In the field of cardiovascular intervention, stenting marks a major progress and brings hope and possibility to countless patients. By placing a small mesh tubular structure inside a narrowed or blocked coronary artery, this procedure effectively restores blood flow, relieves symptoms and prevents the further progression of heart disease. However, the success of the surgery depends not only on the advancement of medical technology and the doctor's skill, but also on the patient's postoperative lifestyle adjustment, especially the change of smoking habits. Smoking, which is recognized as an important factor that accelerates arteriosclerosis and promotes cardiovascular disease, is even more harmful to patients who have been placed with cardiac stents. Tobacco contains thousands of harmful substances that can stimulate and exacerbate the inflammatory response in the inner wall of the arteries and promote plaque formation, which threatens the health of the blood vessels near the stent and increases the risk of restenosis. In addition, smoking can also increase the viscosity of blood and increase the possibility of thrombosis, which is undoubtedly a potential life-threatening for patients with cardiac stents.

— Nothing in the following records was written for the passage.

PR #8406, opened 2024-04-18
aarch64: Fixed destination register for return_call_indirect

elliottt:
After switching to using callee-saved registers with the tail calling convention on aarch64, we missed using a fixed constraint for the destination of indirect return calls. This omission introduces a situation where the destination could be placed in a callee-saved register, and then clobbered as part of the call to `emit_return_call_common_sequence`.

This PR fixes the problem by always using `x1` for return call destinations, and relaxes the same constraint on indirect calls of tail call functions, as callee-saved registers can be used for normal indirect calls now.

### DIFF
--- a/cranelift/codegen/src/isa/aarch64/inst/mod.rs
+++ b/cranelift/codegen/src/isa/aarch64/inst/mod.rs
@@ -891,14 +891,7 @@ fn aarch64_get_operands<F: Fn(VReg) -> VReg>(inst: &Inst, collector: &mut Operan
             collector.reg_clobbers(info.clobbers);
         }
         &Inst::CallInd { ref info, .. } => {
-            match info.callee_callconv {
-                CallConv::Tail => {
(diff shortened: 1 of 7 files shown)


jameysharp (approved):
I hope @cfallin can double-check this later, but I'm pretty confident this is all correct and you can go ahead and merge it.

We need to constrain `ReturnCallInd`, because it will overwrite any callee-saved registers before reading the value of `callee`, so we must not use any of those registers for `callee`.

But we don't need to constrain `CallInd` to avoid using callee-saved registers, because it doesn't overwrite any of them before reading the value of `callee`. In fact the whole point of callee-saved registers is that the actual call will preserve them, so we should _prefer_ to use them for normal calls if we still need the address afterward.

cfallin:
> I hope @cfallin can double-check this later

Yep, looks good to me as well! I double-checked that with the tailcall ABI we start assigning args to registers at `x2`, so `x1` is free to use for this purpose here and I can't think of anything else that would clobber it between setup and use.

PR #8407, opened 2024-04-18
x64: Use r10 for the indirect tail call destination

elliottt:
Use `r10` for the destination of indirect return calls, and indirect calls using the winch calling convention, as it is a caller-saved register. Additionally, always use `r11` for the temporary that's used for moving the return address in `emit_return_call_common_sequence`, as it's also a caller-saved register.

For tail calls, this ensures that we won't accidentally pick a callee-saved register for the destination or temporary, clobbering it when we restore callee-saves in the call to `emit_return_call_common_sequence`.

For winch calls, using `r10` instead of `r15` means that it's still possible to use the pinned register in combination with winch.

### DIFF
--- a/cranelift/codegen/src/isa/x64/inst/mod.rs
+++ b/cranelift/codegen/src/isa/x64/inst/mod.rs
@@ -1690,7 +1690,7 @@ impl PrettyPrint for Inst {
                     new_stack_arg_size,
                     tmp,
                 } = &**info;
-                let callee = callee.pretty_print(8, allocs);
+                let callee = pretty_print_reg(*callee, 8, allocs);
                 let tmp = pretty_print_reg(tmp.to_reg().to_reg(), 8, allocs);
                 let mut s =
                     format!("return_call_unknown {callee} ({new_stack_arg_size}) tmp={tmp}");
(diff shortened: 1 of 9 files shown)


cranelift/codegen/src/isa/x64/inst/mod.rs
```diff
@@ -2362,7 +2363,17 @@ fn x64_get_operands<F: Fn(VReg) -> VReg>(inst: &Inst, collector: &mut OperandCol
...
+                    // TODO(https://github.com/bytecodealliance/regalloc2/issues/145):
+                    // This shouldn't be a fixed register constraint, but it's not clear how to
+                    // pick a register that won't be clobbered by the callee-save restore code
+                    // emitted with a return_call_indirect. r10 is caller-saved, so this should be
+                    // safe to use.
+                    collector.reg_fixed_use(*reg, regs::r10())
+                }
+                RegMem::Mem { addr } => addr.get_operands(collector),
+            }
             collector.reg_early_def(tmp.to_writable_reg());
```
elliottt, line 2377: I think that we could switch back to always using `r11` for the temp, as this change means we'll no longer accidentally pick `r11` for the destination.

jameysharp: I don't think the `RegMem::Mem` case is safe here, because any registers in the address mode could themselves be callee-saved. We might need to require that `ReturnCallUnknown` is used only with a register, never a memory operand, unlike `CallUnknown`.

As for using `r11` for the temporary register, I think we actually must do that. In general I'd rather let RA2 choose the temporary, but it's used after callee-saved registers are restored, so as it stands now we could clobber something we're supposed to have preserved.

jameysharp (commented):
I think there are a couple of x86-specific challenges we still need to work through here.

cranelift/codegen/src/isa/x64/inst/mod.rs
elliottt: I was wondering about this, especially since it's not clear to me why this is a `RegMem` and not a plain old `Reg`.

elliottt: Actually, switching it to accepting a `Reg` was really easy, and the only place we construct this instruction we were always providing a register that we turned into a `RegMem` :+1:

jameysharp: In general it makes sense to me to allow an indirect call on x86 to sink a load, if that's where the callee came from.

We could even hit this case from Wasmtime, where an indirect call through a table gets the callee function pointer by loading it out of a struct in memory. (I think load sinking currently fails there because there's another load in between; we might be able to micro-optimize this for x86 by swapping the two loads.)

However, I think that's a code-size optimization we just can't safely support for tail calls.

jameysharp (approved):
I believe this is correct, though again I hope @cfallin will look at it later.

I'm also noticing that our tail-call sequence, when we move the return address, is not a valid epilogue according to the Windows unwinding rules. That is probably not an issue since nothing should trigger unwinding there, but it's worth keeping in mind.

cfallin:
Likewise to the aarch64 PR, this looks right to me, and for the same reasons -- as you note in the comments, r10 is caller-saved (volatile) and it's also not used for an arg, so we're good to go!

PR #8408, opened 2024-04-19
x64: Swap operand order of `cmp` in internal representation

alexcrichton:
This PR is #8362 but for general purpose registers instead of xmm registers. Upon reading over the instructions in `inst.isle` it appears that `x64_cmp` and its variants is the only remaining (after #8362) instruction where the operands are not in left-to-right form. The purpose of this PR is to refactor this situation to make sure all instructions have left-to-right argument orderings in their instruction helpers.

This PR is broken down into a number of small commits. Each commit swaps just one method and then handles all callers of that method. By the end all callers of all `cmp` instructions should have their operand order swapped. Note that special care was taken in Winch where there were a few swaps-of-swaps. For example the `branch` helper previously had a variable called `lhs` which actually was the right-hand-side of a comparison. This caused no issues for code today as all operations were reflexive or with the same value, but I've documented and ensured that lhs is now indeed the left-hand-side.

My intention as well is that `./ci/run-tests.sh` passes at each individual commit here as well. CI won't test that, but if anyone's interested to check it should work.

### DIFF
--- a/cranelift/codegen/src/isa/x64/abi.rs
+++ b/cranelift/codegen/src/isa/x64/abi.rs
@@ -469,7 +469,7 @@ impl ABIMachineSpec for X64ABIMachineSpec {
 
     fn gen_stack_lower_bound_trap(limit_reg: Reg) -> SmallInstVec<Self::I> {
         smallvec![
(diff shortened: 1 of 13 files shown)


elliottt (approved):
This looks great to me, thank you for making this all so much more consistent! I went through the individual commits, and really appreciate you breaking this change out like that!

PR #8409, opened 2024-04-19
x64: Add AVX-encoded versions of `ucomis{s,d}` and `ptest`

alexcrichton:
This PR finishes the support of AVX instructions in Cranelift (to my knowledge at least). These last few instrucitons were omitted historically because I never got around to sorting the story with comparisons. That's now sorted out, leading to this PR.

Note that this PR is broken into separate commits which lead up to and enable the final change to "drop in" AVX support.


fitzgen (approved):
LGTM!

PR #8460, opened 2024-04-24
winch(aarch64): Use single precision fmov

saulecabrera:
This commit is a follow-up to https://github.com/bytecodealliance/wasmtime/pull/8365/. In https://github.com/bytecodealliance/wasmtime/pull/8453 single precision fmov was introduced in Cranelift, so now we can make use of that instruction in Winch.


fitzgen (approved):
\o/

PR #8462, opened 2024-04-24
cranelift/codegen/meta: provide entry point to generate ISLE code only

mmcloughlin:
This PR reshuffles the code-generation functions in `cranelift::codegen::meta` to allow
generating the Rust and ISLE parts independently.

Following on from #8423, this is intended to support ISLE tooling that needs to inspect
the ISLE parts of the ISA lowering backends independently.


elliottt (approved):
Looks good to me!

Issue #8341, opened 2024-04-11
Add no_std support to Wasmtime


alexcrichton:
In this issue I'd like to propose officially adding support for Rust's `#![no_std]` mode and crate attribute to the `wasmtime` crate and runtime. Notably, I'm proposing that we refute [current documentation about "why not `no_std`"](https://docs.wasmtime.dev/stability-platform-support.html#what-about-no_std). This would additionally revert earlier work in https://github.com/bytecodealliance/wasmtime/pull/554 and https://github.com/bytecodealliance/wasmtime/pull/2024.

Before I go into more depth, this is not a new issue to Wasmtime. This has been discussed in a number of places such as https://github.com/bytecodealliance/wasmtime/issues/1158, https://github.com/bytecodealliance/wasmtime/issues/3451, https://github.com/bytecodealliance/wasmtime/issues/3495, https://github.com/bytecodealliance/wasmtime/issues/6424, https://github.com/bytecodealliance/wasmtime/issues/7700, and I'm sure I'm missing others as well. I'll also point out that I was personally one of the ones previously advocating for specifically not supporting `no_std`, and my opinion has changed in the intervening years.

### Why support `no_std`?

As far as I know the benefits of `no_std` haven't really ever been in question. After all, who doesn't want a project to be able to run in as many places as possible? To me I would personally rephrase this question as why to use `no_std` to support platform as opposed to alternative strategies. I'd answer this with the fact that `no_std` is the most idiomatic and well-supported solution in the Rust ecosystem. Rust developers in the embedded space are already used to `no_std` and what it entails. Additionally there are community idioms/expectations around the `no_std` feature to follow which set precedent.

### Why now?

For a number of years now Wasmtime has had a page in its documentation for "What about `#[no_std]`?", so I think a fair question is why would we revert this and reconsider this previous decision at this point in time. The embedded space has become more interested in WebAssembly over time and there are a fair number of users today. The general feedback is that Wasmtime is not suitable in these environments, and one primary reason is that it's difficult to get Wasmtime working in these environments. Work such as https://github.com/bytecodealliance/wasmtime/pull/7995 is to obscure for others to productively use as-is without being able to slot more idiomatically into the `no_std` ecosystem. More-or-less there's interest to use WebAssembly on platforms Wasmtime cannot easily target, and `no_std` support is intended to be a step towards making Wasmtime support on these platforms easier. 

### Was the previous rationale wrong?

[...]

PR #8463, opened 2024-04-24
Start migrating some Wasmtime crates to no_std

alexcrichton:
This commit is the first in what will be multiple PRs to migrate Wasmtime to being compatible with `#![no_std]`. This work is outlined in #8341 and the rough plan I have in mind is to go on a crate-by-crate basis and use CI as a "ratchet" to ensure that `no_std` compat is preserved. In that sense this PR is a bit of a template for future PRs.

This PR migrates a few small crates to `no_std`, basically those that need no changes beyond simply adding the attribute. The nontrivial parts introduced in this PR are:

* CI is introduced to verify that a subset of crates can indeed be built on a `no_std` target. The target selected is `x86_64-unknown-none` which is known to not have `std` and will result in a build error if it's attempted to be used.

* The `anyhow` crate, which `wasmtime-jit-icache-coherence` now depends on, has its `std` feature disabled by default in Wasmtime's workspace. This means that some crates which require `std` now need to explicitly enable the feature, but it means that by-default its usage is appropriate for `no_std`.

The first point should provide CI checks that compatibility with `no_std` indeed works, at least from an "it compiles" perspective. Note that it's not sufficient to test with a target like `x86_64-unknown-linux-gnu` because `extern crate std` will work on that target, even when `#![no_std]` is active.

The second point however is likely to increase maintenance burden in Wasmtime unfortunately. Namely we'll inevitably, either here or in the future, forget to turn on some feature for some crate that's not covered in CI checks. While I've tried to do my best here in covering it there's no guarantee that everything will work and the combinatorial explosion of what could be checked in CI can't all be added to CI. Instead we'll have to rely on bug fixes, users, and perhaps point releases to add more use cases to CI over time as we see fit.

### DIFF
--- a/.github/workflows/main.yml
+++ b/.github/workflows/main.yml
@@ -360,6 +360,19 @@ jobs:
     - run: cargo check -p wasmtime-c-api --no-default-features --features wat
     - run: cargo check -p wasmtime-c-api --no-default-features --features wasi
 
+    # Checks for no_std support, ensure that crates can build on a no_std
+    # target
+    - run: rustup target add x86_64-unknown-none
+    - run: cargo check -p wasmtime-jit-icache-coherence
+      env:
+        CARGO_BUILD_TARGET: x86_64-unknown-none
+    - run: cargo check -p wasmtime-component-util
+      env:
+        CARGO_BUILD_TARGET: x86_64-unknown-none
+    - run: cargo check -p wasmtime-asm-macros
+      env:
+        CARGO_BUILD_TARGET: x86_64-unknown-none
+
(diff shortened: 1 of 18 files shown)


alexcrichton:
I'll also note that, procedurally, my plan is to discuss https://github.com/bytecodealliance/wasmtime/issues/8341 in the Wasmtime meeting tomorrow and assuming no objections start landing PRs, but the goal here isn't to jump the gun by any means but rather just be prepared.

fitzgen (approved):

Stenting is a routine procedure in cardiovascular disease** that restores blood flow by placing a small metal mesh frame in a narrowed or blocked coronary artery. However, one of the main challenges faced by postoperative patients is the risk of coronary restenosis, which is the re-narrowing of the arteries in the area where the stent is placed. Smoking is one of the main factors that accelerate arteriosclerosis, which is the root cause of coronary artery disease. The nicotine and other chemicals in tobacco are able to stimulate the inflammatory response of vascular endothelial cells, promote plaque formation, and accelerate the thickening of the arterial lining. For patients who have already had a stent in place, smoking not only increases the risk of restenosis, but may also lead to accelerated damage to the blood vessels around the stent.
Smoking has a profound impact on the blood system. The harmful components in tobacco smoke, such as carbon monoxide and nicotine, can make the blood thicker and increase the tendency of platelets to clump, which directly increases the risk of thrombosis. The risk of blood clots is already increased after a heart stent is implanted, and this risk is amplified if you continue to smoke. Blood clots can block blood flow through the stent, triggering acute cardiac events, such as myocardial infarction. In addition, smoking can also lead to decreased vascular reactivity, which prevents blood vessels from expanding and contracting effectively, which limits the heart's ability to get more blood when it needs it.
Long-term observational studies have shown that patients who continue to smoke have a significantly higher risk of post-stenting and cardiovascular events than those who quit smoking. Smoking not only increases the likelihood of restenosis and vascular occlusion, but also affects the chemical composition and flow characteristics of the blood, thereby increasing the risk of lesions in non-target vessels. In addition, blood pressure and cholesterol levels in patients who smoke tend to be more difficult to control, and these factors can negatively affect the long-term success of the stent and the general health of the patient.
After quitting smoking, patients experience a series of positive physiological changes that have direct benefits for recovery and long-term health after stenting. First, quitting smoking can slow the progression of arteriosclerosis and reduce the risk of restenosis. Second, improved blood mobility reduces the likelihood of thrombosis, which in turn reduces the risk of acute cardiac events. In addition to this, quitting smoking can also help improve blood pressure and blood lipid levels, which are essential for maintaining the health of the blood vessels around the stent. Ultimately, these changes work together to significantly improve patients' quality of life and reduce the likelihood of further cardiovascular events.